#### The input ####

PR #4779, opened 2022-03-29
feat(@clay/empty-state): Enable users to not render title related markup on empty-state

### LINKED ISSUE #4776: EmptyState: hide title markup in JSX if no value is present
## What is your proposal?
Hide the title markup if no value

It should enable a more consistent use of spacings and eliminates unneeded markup

Leave it as it is

image

diegonvs:
## What It Does

When passing `title={null}` it will not render title related markup.

## Worries

Ideally we should:

1. Stop naming props as native DOM attrs 
2. Don't provide default values, turning `title` and `description` properties mandatory and not optional anymore, since they should be i18n with `Liferay.Language.get`.

Can I create tickets for it? Maybe to be updated on v4? /cc @matuzalemsteles @bryceosterhaus 

## How to test 

1. Fetch my changes
2. Run `yarn storybook` on Clay repo
3. Go to ClayEmptyState > no title on Storybook :)

Fixes #4776

### DIFF
--- a/packages/clay-empty-state/src/__tests__/index.tsx
+++ b/packages/clay-empty-state/src/__tests__/index.tsx
@@ -24,6 +24,12 @@ describe('ClayEmptyState', () => {
 		expect(container).toMatchSnapshot();
 	});
 
+	it('when passing `title` property with null, it will not render title section', () => {
+		const {queryByText} = render(<ClayEmptyState title={null} />);
+
+		expect(queryByText('No results found')).toBeNull();
+	});
+
 	it('renders with a children content', () => {
 		const {container} = render(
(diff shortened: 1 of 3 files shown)


matuzalemsteles:
hey @diegonvs maybe we don't need this anymore, Marko and Beltrán are considering following Lexicon's behavior so it will be safe to dismiss this https://github.com/liferay-frontend/liferay-portal/pull/2069

matuzalemsteles:
> Can I create tickets for it? Maybe to be updated on v4?

Yeah it makes sense to me, I think we have to do a component-by-component analysis and see why it was used and come up with some general solution.

matuzalemsteles (approved):
LGTM! Let's go ahead with this change as a flexibility feature.

Issue #4773, opened 2022-03-28
Long text in `Clay Navigation Bar.Item` is not being truncated


matuzalemsteles:
Adding long text to the `<Item />` component is causing space issues, the component is not truncating the text by default.

![Screen Shot 2022-03-28 at 2 42 14 PM](https://user-images.githubusercontent.com/13750819/160474393-935b7e6a-88d1-4e07-8b2f-b84c2019febe.png)

This bug was discovered in a Forms use case where the `<Item />` is dynamic, https://issues.liferay.com/browse/LPS-143109.

sergiojimcos:
Hey @matuzalemsteles! I'm going to start working in this issue

PR #4782, opened 2022-03-30
fix(@clayui/navigator-bar): Long text in Item is truncated

sergiojimcos:
**What is new?**
- Adding `text-truncate` in `ClayNavigationBar`.
- Updates snapshots for test cases.

 **Before changes:**

https://user-images.githubusercontent.com/44723449/160881502-82ea1313-08b4-467f-b7ad-88e946ab37ef.mov

**After changes:**

After Changes

**Reproduce in portal:**
Using the Dev tools and applying `text-truncate` in the component, the result is:

https://user-images.githubusercontent.com/44723449/160883404-39f39f3f-b0a5-43e9-8904-2afd793407f0.mov

**Issues:**
#4773

### DIFF
--- a/packages/clay-css/src/scss/cadmin/components/_navbar.scss
+++ b/packages/clay-css/src/scss/cadmin/components/_navbar.scss
@@ -65,6 +65,7 @@
 		align-items: center;
 		display: flex;
 		word-wrap: normal;
+		max-width: 100%;
 	}
 
 	.nav-item {
--- a/packages/clay-css/src/scss/components/_navbar.scss
+++ b/packages/clay-css/src/scss/components/_navbar.scss
@@ -63,6 +63,7 @@
 		align-items: center;
 		display: flex;
 		word-wrap: normal;
+		max-width: 100%;
 	}
 
 	.nav-item {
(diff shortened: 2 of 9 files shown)


matuzalemsteles:
Hey @sergiojimcos I'm sending some more changes on top of this PR, some things are improvements that simplify the use of the component to avoid for example developers having to manually add the `navbar-text-truncate` instead we are adding OOTB in case it is a component ` ClayLink` or `ClayButton`, it is also no longer necessary to manually add `nav-link` and set `displayType="unstyled"`.

I updated the documentation to remove some code that was wrong in the examples and trying to structure it a bit, maybe we can improve this documentation more in the future.

packages/clay-css/src/scss/cadmin/components/_navbar.scss
```diff
@@ -65,6 +65,7 @@
 		align-items: center;
 		display: flex;
 		word-wrap: normal;
+		max-width: 100%;
```
matuzalemsteles, line 68: Hey @pat270 I added this in `nav-item` because when the text is too big even if it has the truncate class when the navigation-bar is in mobile version it doesn't respect the screen size, let me know if this can break some cases of use.

matuzalemsteles: I talked to Patrick about it, it's ok to go with it.

PR #4786, opened 2022-04-01
feat: standardizes behaviors and APIs for controlled and uncontrolled components

### LINKED ISSUE #4766: Improves consistency of controlled and uncontrolled component APIs

matuzalemsteles:
Fixes #4766

This PR is applying the [RFC 0002 Controlled and uncontrolled components](https://github.com/liferay/clay/blob/4bad9532a7ee689b6add7ba8fa1dbda1fe8b37b3/docs/proposals/0002-controlled-and-uncontrolled.md), with this change we are deprecating some public APIs of the components but still maintaining backward compatibility, also adding the behavior of controlled and uncontrolled for the components that had only the behavior of controlled.

Some components mainly for the `@clayui/form` package, like Checkbox, Toggle, and Select don't allow us to make these changes now because the `onChange` prop has the event argument, we will have to do it in v4.

This PR is still a WIP, still need to add this for other components and also make changes to the documentation. I'm also thinking about adding backward compatibility tests to make sure we don't break anything.

### Discussions

The RFC does not cover this naming part for some edge cases because they are more preferred and optional things, most of the components have the `active` or `open` state of the content, for example: open the DropDown/DatePicker/ColorPicker menu; open the Modal; show the autocomplete menu, we are using the nomenclature of `active` in the vast majority and others like `expanded`, well the idea here is also to define a unique nomenclature for cases like opening/showing a suspended content.

- `active` seems to be a bit confusing that you use for example in a Modal or DropDown, it doesn't seem very predictable to link with the menu.
- `visible` is probably more predictable when content was hidden and is being shown/opened.
- `open` is very similar to `visible`, seems predictable, and perhaps more common for these scenarios.
- `expanded` is less predictable, normally linked to collapse actions like Panel and TreeView, seems to be more aligned for this scenario if you look at the accessibility nomenclature for these `aria-expanded` scenarios.

I don't have a very strong choice on the name of these properties but I'm bringing them here so others can add their opinions as I work on this PR. Probably `open` fits well within these scenarios that are linked to suspended content.

### ToDo

- [x] Update documentation
  - [x] ColorPicker
  - [x] DatePicker
  - [x] DropDown
  - [x] ClayRadioGroup
  - [x] Modal
  - [x] MultiSelect
  - [x] MultiStepNavWithBasicItems
  - [x] ~~VerticalNav~~
  - [x] PaginationWithBasicItems
  - [x] PaginationBarWithBasicItems
  - [x] Panel
  - [x] Popover
  - [x] Slider
  - [x] TimePicker
- [x] Add backward compatibility tests
  - [x] ColorPicker
  - [x] DatePicker
  - [x] DropDown
  - [x] ClayRadioGroup
  - [x] Modal
  - [x] MultiSelect
  - [x] MultiStepNavWithBasicItems
  - [x] ~~VerticalNav~~
  - [x] PaginationWithBasicItems
  - [x] PaginationBarWithBasicItems
  - [x] Panel
  - [x] Popover
  - [x] Slider
  - [x] TimePicker
- [x] Standardize controlled and uncontrolled components
  - [x] ColorPicker
  - [x] DatePicker
  - [x] DropDown
  - [x] ClayRadioGroup
  - [x] Modal
  - [x] MultiSelect
  - [x] MultiStepNavWithBasicItems
  - [x] ~~VerticalNav~~
  - [x] PaginationWithBasicItems
  - [x] PaginationBarWithBasicItems
  - [x] Panel
  - [x] Popover
  - [x] Slider
  - [x] TimePicker

### DIFF
--- a/clayui.com/content/blog/2022-05-02-api-consistency-improvements-for-controlled-and-uncontrolled-components.md
+++ b/clayui.com/content/blog/2022-05-02-api-consistency-improvements-for-controlled-and-uncontrolled-components.md
@@ -1,0 +1,84 @@
+---
+title: 'API consistency improvements for controlled and uncontrolled components'
+author: [matuzalemsteles]
+---
+
+In the last few months, we have been working on identifying points for improvement in Clay components with the mindset of decreasing the learning curve and improving the DX (developer experience) of the components. This requires a lot of research about our components and using existing patterns within the community so we don't reinvent new patterns that can increase the learning curve for the developers but we also want to abstract certain complexities for the component to avoid the developer not having to worry about implementing it on its own.
+
+There are many areas of work that we want to tackle and improve in Clay and we will be making improvements on top of the v3 with compatibility so that current applications continue to work but many APIs are being deprecated which will be removed in v4. In overview, we hope to improve Clay in different arias:
+
+-   [API Consistency](https://github.com/liferay/clay/milestone/47)
+    -   [Standardizing collection components](https://github.com/liferay/clay/issues/4112)
+    -   [Standardizing form-related components](https://github.com/liferay/clay/issues/4741)
+    -   [Improves consistency of controlled and uncontrolled component APIs](https://github.com/liferay/clay/issues/4766) (Current work)
+-   [Solid components foundation](https://github.com/liferay/clay/milestone/50)
+-   [Develop a new structure for documentation](https://github.com/liferay/clay/milestone/48)
+-   Accessibility
+
+These improvements will be progressively implemented in v3 and some may only come in v4 if we are unable to implement compatibility. Now we want to present significant improvements for the consistency of the APIs of the components to the behavior of controlled and uncontrolled.
+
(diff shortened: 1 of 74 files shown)


matuzalemsteles:
This PR is almost ready to go, I'm doing a final review on the code and changes and I'm also going to prepare a blog post to write about these changes.

matuzalemsteles:
Added the blog post adding more information about this change for the developers, any feedback is welcome https://deploy-preview-4786--next-clayui.netlify.app/blog/2022/05/02/api-consistency-improvements-for-controlled-and-uncontrolled-components.html

matuzalemsteles:
I'm going ahead with that and merging it for us to add in today's release.

PR #4793, opened 2022-04-06
feat(@clayui/core): adds the new OverlayMask component

### LINKED ISSUE #4791: Create a new OverlayMask component
Well this is linked with the functionality for the Walkthrough component, at the definition level we don't want to create it just for specific use for Walkthrough but we also want to use this component for the current Modal but with highlighted area support.

This component is more like a utility to allow composing the Walkthrough component and for Modal, we probably won't use CSS here due to the highlighted area which probably wouldn't be possible with CSS alone, so we'll use purely SVG to build this.

For references, see:

- [Reactour](https://reactour.vercel.app/)

matuzalemsteles:
Fixes #4791

Well, this is a new component to handle element highlighting and overlay, I wanted to try using it in Modal but it's a bit overkill for Modal. Also still not sure about that name, I thought `<HighlightOverlay />` seems like a good option.

This component allows [controlling and uncontrolled](https://github.com/liferay/clay/blob/0ac74bb7b16322be916a0dbcc74646c810037aef/docs/proposals/0002-controlled-and-uncontrolled.md) the `bounds` state that defines the highlight aria, otherwise, it will be automatically detected if `children` is defined.

```jsx
// Create the highlight for the Button component
<OverlayMask visible>
  <ClayButton>Button</ClayButton>
</OverlayMask>
```

Another option is to define the children as a function and the `ref` is passed via render props to allow you to define which element should be highlighted if there are too many components being rendered in the `OverlayMask`. See a use case in the storybook using.

```jsx
<OverlayMask visible>
  {(ref) => (
    <>
      <ClayButton>Button A</ClayButton>
      <ClayButton ref={ref}>Button B</ClayButton>
    </>
  )}
</OverlayMask>
```

It is also possible to set the highlight for non-React elements, so you can pass these values to the `bounds` property.

```jsx
const logo = document.body.querySelector('.logo');
const {height, width, x, y} = logo.getBoundingClientRect();

<OverlayMask
  defaultBounds={{
    height,
    width,
    x,
    y,
  }}
  visible
/>
```

### ToDo

- [x] Create documentation
- [x] Create tests

### DIFF
--- a/packages/clay-core/src/overlay-mask/OverlayMask.tsx
+++ b/packages/clay-core/src/overlay-mask/OverlayMask.tsx
@@ -17,9 +17,10 @@ type Bounds = {
 	y: number;
 };
 
-const M = (x: number, y: number) => `M ${x} ${y}`;
-const L = (x: number, y: number) => `L ${x} ${y}`;
-const arc = (toX: number, toY: number) => `A 0,0 0 0 0 ${toX},${toY}`;
+const MoveTo = (x: number, y: number) => `M ${x} ${y}`;
+const LineTo = (x: number, y: number) => `L ${x} ${y}`;
+const EllipticalArcCurve = (toX: number, toY: number) =>
+	`A 0,0 0 0 0 ${toX},${toY}`;
 
 const createClipPath = (
 	bounds: Bounds,
@@ -39,20 +40,20 @@ const createClipPath = (
 	const endY = startY + bounds.height + padding * 2;
 
 	return [
-		M(parentBounds.startX, parentBounds.startY),
-		L(parentBounds.startX, parentBounds.endY),
-		L(parentBounds.endX, parentBounds.endY),
-		L(parentBounds.endX, parentBounds.startY),
+		MoveTo(parentBounds.startX, parentBounds.startY),
+		LineTo(parentBounds.startX, parentBounds.endY),
+		LineTo(parentBounds.endX, parentBounds.endY),
+		LineTo(parentBounds.endX, parentBounds.startY),
 		'z',
-		M(startX, startY),
-		L(startX, endY),
-		arc(startX, endY),
-		L(endX, endY),
-		arc(endX, endY),
-		L(endX, startY),
-		arc(endX, startY),
-		L(startX, startY),
-		arc(startX, startY),
+		MoveTo(startX, startY),
+		LineTo(startX, endY),
+		EllipticalArcCurve(startX, endY),
+		LineTo(endX, endY),
+		EllipticalArcCurve(endX, endY),
+		LineTo(endX, startY),
+		EllipticalArcCurve(endX, startY),
+		LineTo(startX, startY),
+		EllipticalArcCurve(startX, startY),
 	].join(' ');
 };
 
--- a/packages/clay-core/src/overlay-mask/OverlayMask.tsx
+++ b/packages/clay-core/src/overlay-mask/OverlayMask.tsx
@@ -3,7 +3,11 @@
  * SPDX-License-Identifier: BSD-3-Clause
  */
 
-import {TInternalStateOnChange, useInternalState} from '@clayui/shared';
+import {
+	TInternalStateOnChange,
+	observeRect,
+	useInternalState,
+} from '@clayui/shared';
 import React, {useEffect, useLayoutEffect, useRef, useState} from 'react';
 
 type Bounds = {
@@ -124,15 +128,6 @@ export function OverlayMask<T>({
 	const childrenRef = useRef<HTMLElement | null>(null);
 
 	useIsomorphicLayoutEffect(() => {
-		if (childrenRef.current) {
-			const {height, width, x, y} =
-				childrenRef.current.getBoundingClientRect();
-
-			setBounds({height, width, x, y});
-		}
-	}, [visible]);
-
-	useIsomorphicLayoutEffect(() => {
 		if (containerRef.current) {
 			const {height, width, x, y} =
 				containerRef.current.getBoundingClientRect();
@@ -140,6 +135,23 @@ export function OverlayMask<T>({
 			setContainerBounds({height, width, x, y});
 		}
 	}, [visible]);
+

####

### Work to complete
All lines in the listing above from the line containing "with the menu." to the line containing "for these scenarios.", inclusive, should be retyped exactly; no other lines should appear.

### Answer section
- `active` seems to be a bit confusing that you use for example in a Modal or DropDown, it doesn't seem very predictable to link with the menu.
- `visible` is probably more predictable when content was hidden and is being shown/opened.
- `open` is very similar to `visible`, seems predictable, and perhaps more common for these scenarios.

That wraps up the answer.